__TASK ITEM__: Set down the records below in full, exactly as they read.
[[ EXCERPTED DATA, beginning ]]
PR #49, opened 2026-04-16
refactor: remove dead read_result_option_swap and read_result_u128

t7929375-eng:
## Summary
Remove two dead methods from `AllwaysContractClient` in `allways/contract_client.py`:

- **`read_result_option_swap`** (line 730) — reads `Result<Option<SwapData>, ContractError>` return values. Never called anywhere in the codebase. Grep confirms zero references outside the definition.
- **`read_result_u128`** (line 752) — reads `Result<u128, ContractError>` return values. Never called anywhere in the codebase.

The codebase uses the non-Result-wrapped variants instead: `read_option_swap` (line 717) and `read_u128` (line 689).

## Related Issues
N/A (code cleanup)

## Type of Change
- [x] Refactoring (dead code removal)

## Testing
- [x] `ruff check` — 0 errors
- [x] `ruff format --check` — no diff
- [x] `pytest tests/ -v` — 267 passed, 0 failed

## Checklist
- [x] Code follows project style guidelines
- [x] Self-review completed
- [x] No behavior change — removed code was unreachable

cc @anderdc @landyndev

PR #96, opened 2026-04-19
refactor: drop single-use ttl_cache wrapper, inline block cache in BaseNeuron

### LINKED ISSUE #95: Drop single-use ttl_cache wrapper in utils/misc.py
## Problem

`allways/utils/misc.py` carries a generic `@ttl_cache` decorator plus a `ttl_hash_gen` generator — roughly 30 lines of cache machinery whose only purpose is to back one function:

```python
@ttl_cache(maxsize=1, ttl=12)
def ttl_get_block(self) -> int:
    return self.subtensor.get_current_block()
```

Two things make this abstraction awkward:

1. **Single caller.** `ttl_get_block` is referenced exactly once in the codebase — [neurons/base/neuron.py:40](neurons/base/neuron.py#L40), inside `BaseNeuron.block`. Grep for `ttl_get_block | ttl_cache | ttl_hash_gen` returns hits in `utils/misc.py` itself and that one import line.
2. **Free-standing `self`.** `ttl_get_block(self)` takes `self` as an ordinary positional arg because `@ttl_cache` can't cleanly wrap bound methods — the decorator caches on the argument tuple, and passing a method through the decorator would need an `update_wrapper` dance that isn't there. So the function exists in `utils/misc.py` as a non-method that happens to accept a `BaseNeuron` instance, then is called from a class property. That's the abstraction leaking.

## Impact

- **Readability.** A reader tracing `BaseNeuron.block` has to cross a module boundary into `utils/misc.py`, follow the decorator through `ttl_cache` → `ttl_hash_gen` → `lru_cache`, and work out that the whole stack collapses to "cache the result for 12 seconds." That's five levels of indirection for a one-line cache.
- **Dead-flavored code.** `ttl_cache` and `ttl_hash_gen` are exported as if they're general-purpose utilities, but nothing else uses them. Anyone reusing them would be building on a pattern the codebase has otherwise avoided. Fits the tone of #49's "remove dead abstractions that pretend to be reusable."
- **Module sprawl.** `utils/misc.py` is the classic grab-bag — once the one useful thing is removed, there's no reason to keep the file.

## Proposed fix

Inline an instance-level cache into `BaseNeuron`:

```python
_BLOCK_CACHE_TTL_SECONDS = 12


class BaseNeuron(ABC):
    ...
    @property
    def block(self):
        """Current chain head, cached for one block (~12 s) to amortize the RPC round-trip."""
        now = time.monotonic()
        if now - self._cached_block_at >= _BLOCK_CACHE_TTL_SECONDS:
            self._cached_block = self.subtensor.get_current_block()
            self._cached_block_at = now
        return self._cached_block

    def __init__(self, config=None):
        ...
        self._cached_block: int = 0
        self._cached_block_at: float = 0.0
```

Then delete `allways/utils/misc.py` entirely — no callers remain.

`time.monotonic()` replaces the `time.time()` used inside `ttl_hash_gen`. This is strictly more robust (immune to wall-clock jumps, NTP slew, and leap seconds) and has identical semantics for a 12-second TTL — nothing in the codebase cares about wall vs. monotonic time at this granularity.

bitcompass:
Closes: #95 
## Summary
- Delete `allways/utils/misc.py` (30 lines of generic `ttl_cache` / `ttl_hash_gen` decorator machinery + the `ttl_get_block(self)` free function that sat on top of it).
- Replace with an instance-level cache on [`BaseNeuron`](neurons/base/neuron.py): `_cached_block` + `_cached_block_at`, guarded by the module-level `_BLOCK_CACHE_TTL_SECONDS = 12`.
- `BaseNeuron.block` is now a direct `time.monotonic()` check that calls `self.subtensor.get_current_block()` on miss — same 12-second window, same single call site.
- Drop the `from allways.utils.misc import ttl_get_block` import.

## Why
Mirrors the consolidation/dead-code tone of #49 and #71: the decorator was a generic abstraction built for one caller, and `ttl_get_block` took a free-standing `self` parameter purely so it could be decorated. A bound-method cache on the only class that needs it is simpler to read, removes a dangling import, and deletes the grab-bag module (`utils/misc.py`) altogether.

## Behavior note
The new cache uses `time.monotonic()` instead of `time.time()`. Strictly more robust (immune to wall-clock jumps, NTP slew, leap seconds) and identical semantics for the 12-second window — nothing in the codebase distinguishes wall from monotonic time at this granularity.

## Net
-47 lines (misc.py + 2 import lines + the old inline call site), +7 lines at `BaseNeuron.block` and `__init__`.

## Test plan
- [x] `ruff check allways/ neurons/` and `ruff format --check` — both clean.
- [x] `pytest tests/` — no new failures vs. current `test` branch (the 9 pre-existing `reservation_data`-mock failures are orthogonal and tracked separately).
- [x] Manual smoke: run a validator locally for one minute, confirm `self.block` keeps advancing and doesn't pin to a stale value (verify the TTL invalidation fires).
- [x] Grep confirms no remaining callers of `ttl_get_block` / `ttl_cache` / `ttl_hash_gen` / `allways.utils.misc`.


anderdc (approved):

bitcompass:
Hi, @anderdc 
Sorry bother you.
Could you please merge this PR?
Thank you.

bitcompass:
Hi, @anderdc
Sorry bother you.
Could you please merge this PR?
Thank you.

bitcompass:
Hi, @anderdc
Sorry bother you.
Could you please merge this PR?
Thank you.

bitcompass:
Hi, @LandynDev 
This PR was approved.
Could you please merge this PR?
Thanks

bitcompass:
Hi, @LandynDev
Could you please merge this PR?
Thanks

LandynDev:
- Trades a self-contained `ttl_cache` utility for two stateful instance attrs (`_cached_block`, `_cached_block_at`) baked into BaseNeuron — more class state, not less.
- Net -37 lines is misleading; the deleted module is a clean utility, the inlined version is just nested complexity in a base class.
[[ EXCERPTED DATA, end ]]
__THE ANSWER__:
PR #49, opened 2026-04-16
refactor: remove dead read_result_option_swap and read_result_u128

t7929375-eng:
## Summary
Remove two dead methods from `AllwaysContractClient` in `allways/contract_client.py`:

- **`read_result_option_swap`** (line 730) — reads `Result<Option<SwapData>, ContractError>` return values. Never called anywhere in the codebase. Grep confirms zero references outside the definition.
- **`read_result_u128`** (line 752) — reads `Result<u128, ContractError>` return values. Never called anywhere in the codebase.

The codebase uses the non-Result-wrapped variants instead: `read_option_swap` (line 717) and `read_u128` (line 689).

## Related Issues
N/A (code cleanup)

## Type of Change
- [x] Refactoring (dead code removal)

## Testing
- [x] `ruff check` — 0 errors
- [x] `ruff format --check` — no diff
- [x] `pytest tests/ -v` — 267 passed, 0 failed

## Checklist
- [x] Code follows project style guidelines
- [x] Self-review completed
- [x] No behavior change — removed code was unreachable

cc @anderdc @landyndev

PR #96, opened 2026-04-19
refactor: drop single-use ttl_cache wrapper, inline block cache in BaseNeuron

### LINKED ISSUE #95: Drop single-use ttl_cache wrapper in utils/misc.py
## Problem

`allways/utils/misc.py` carries a generic `@ttl_cache` decorator plus a `ttl_hash_gen` generator — roughly 30 lines of cache machinery whose only purpose is to back one function:

```python
@ttl_cache(maxsize=1, ttl=12)
def ttl_get_block(self) -> int:
    return self.subtensor.get_current_block()
```

Two things make this abstraction awkward:

1. **Single caller.** `ttl_get_block` is referenced exactly once in the codebase — [neurons/base/neuron.py:40](neurons/base/neuron.py#L40), inside `BaseNeuron.block`. Grep for `ttl_get_block | ttl_cache | ttl_hash_gen` returns hits in `utils/misc.py` itself and that one import line.
2. **Free-standing `self`.** `ttl_get_block(self)` takes `self` as an ordinary positional arg because `@ttl_cache` can't cleanly wrap bound methods — the decorator caches on the argument tuple, and passing a method through the decorator would need an `update_wrapper` dance that isn't there. So the function exists in `utils/misc.py` as a non-method that happens to accept a `BaseNeuron` instance, then is called from a class property. That's the abstraction leaking.

## Impact

- **Readability.** A reader tracing `BaseNeuron.block` has to cross a module boundary into `utils/misc.py`, follow the decorator through `ttl_cache` → `ttl_hash_gen` → `lru_cache`, and work out that the whole stack collapses to "cache the result for 12 seconds." That's five levels of indirection for a one-line cache.
- **Dead-flavored code.** `ttl_cache` and `ttl_hash_gen` are exported as if they're general-purpose utilities, but nothing else uses them. Anyone reusing them would be building on a pattern the codebase has otherwise avoided. Fits the tone of #49's "remove dead abstractions that pretend to be reusable."
- **Module sprawl.** `utils/misc.py` is the classic grab-bag — once the one useful thing is removed, there's no reason to keep the file.

## Proposed fix

Inline an instance-level cache into `BaseNeuron`:

```python
_BLOCK_CACHE_TTL_SECONDS = 12


class BaseNeuron(ABC):
    ...
    @property
    def block(self):
        """Current chain head, cached for one block (~12 s) to amortize the RPC round-trip."""
        now = time.monotonic()
        if now - self._cached_block_at >= _BLOCK_CACHE_TTL_SECONDS:
            self._cached_block = self.subtensor.get_current_block()
            self._cached_block_at = now
        return self._cached_block

    def __init__(self, config=None):
        ...
        self._cached_block: int = 0
        self._cached_block_at: float = 0.0
```

Then delete `allways/utils/misc.py` entirely — no callers remain.

`time.monotonic()` replaces the `time.time()` used inside `ttl_hash_gen`. This is strictly more robust (immune to wall-clock jumps, NTP slew, and leap seconds) and has identical semantics for a 12-second TTL — nothing in the codebase cares about wall vs. monotonic time at this granularity.

bitcompass:
Closes: #95 
## Summary
- Delete `allways/utils/misc.py` (30 lines of generic `ttl_cache` / `ttl_hash_gen` decorator machinery + the `ttl_get_block(self)` free function that sat on top of it).
- Replace with an instance-level cache on [`BaseNeuron`](neurons/base/neuron.py): `_cached_block` + `_cached_block_at`, guarded by the module-level `_BLOCK_CACHE_TTL_SECONDS = 12`.
- `BaseNeuron.block` is now a direct `time.monotonic()` check that calls `self.subtensor.get_current_block()` on miss — same 12-second window, same single call site.
- Drop the `from allways.utils.misc import ttl_get_block` import.

## Why
Mirrors the consolidation/dead-code tone of #49 and #71: the decorator was a generic abstraction built for one caller, and `ttl_get_block` took a free-standing `self` parameter purely so it could be decorated. A bound-method cache on the only class that needs it is simpler to read, removes a dangling import, and deletes the grab-bag module (`utils/misc.py`) altogether.

## Behavior note
The new cache uses `time.monotonic()` instead of `time.time()`. Strictly more robust (immune to wall-clock jumps, NTP slew, leap seconds) and identical semantics for the 12-second window — nothing in the codebase distinguishes wall from monotonic time at this granularity.

## Net
-47 lines (misc.py + 2 import lines + the old inline call site), +7 lines at `BaseNeuron.block` and `__init__`.

## Test plan
- [x] `ruff check allways/ neurons/` and `ruff format --check` — both clean.
- [x] `pytest tests/` — no new failures vs. current `test` branch (the 9 pre-existing `reservation_data`-mock failures are orthogonal and tracked separately).
- [x] Manual smoke: run a validator locally for one minute, confirm `self.block` keeps advancing and doesn't pin to a stale value (verify the TTL invalidation fires).
- [x] Grep confirms no remaining callers of `ttl_get_block` / `ttl_cache` / `ttl_hash_gen` / `allways.utils.misc`.


anderdc (approved):

bitcompass:
Hi, @anderdc 
Sorry bother you.
Could you please merge this PR?
Thank you.

bitcompass:
Hi, @anderdc
Sorry bother you.
Could you please merge this PR?
Thank you.

bitcompass:
Hi, @anderdc
Sorry bother you.
Could you please merge this PR?
Thank you.

bitcompass:
Hi, @LandynDev 
This PR was approved.
Could you please merge this PR?
Thanks

bitcompass:
Hi, @LandynDev
Could you please merge this PR?
Thanks

LandynDev:
- Trades a self-contained `ttl_cache` utility for two stateful instance attrs (`_cached_block`, `_cached_block_at`) baked into BaseNeuron — more class state, not less.
- Net -37 lines is misleading; the deleted module is a clean utility, the inlined version is just nested complexity in a base class.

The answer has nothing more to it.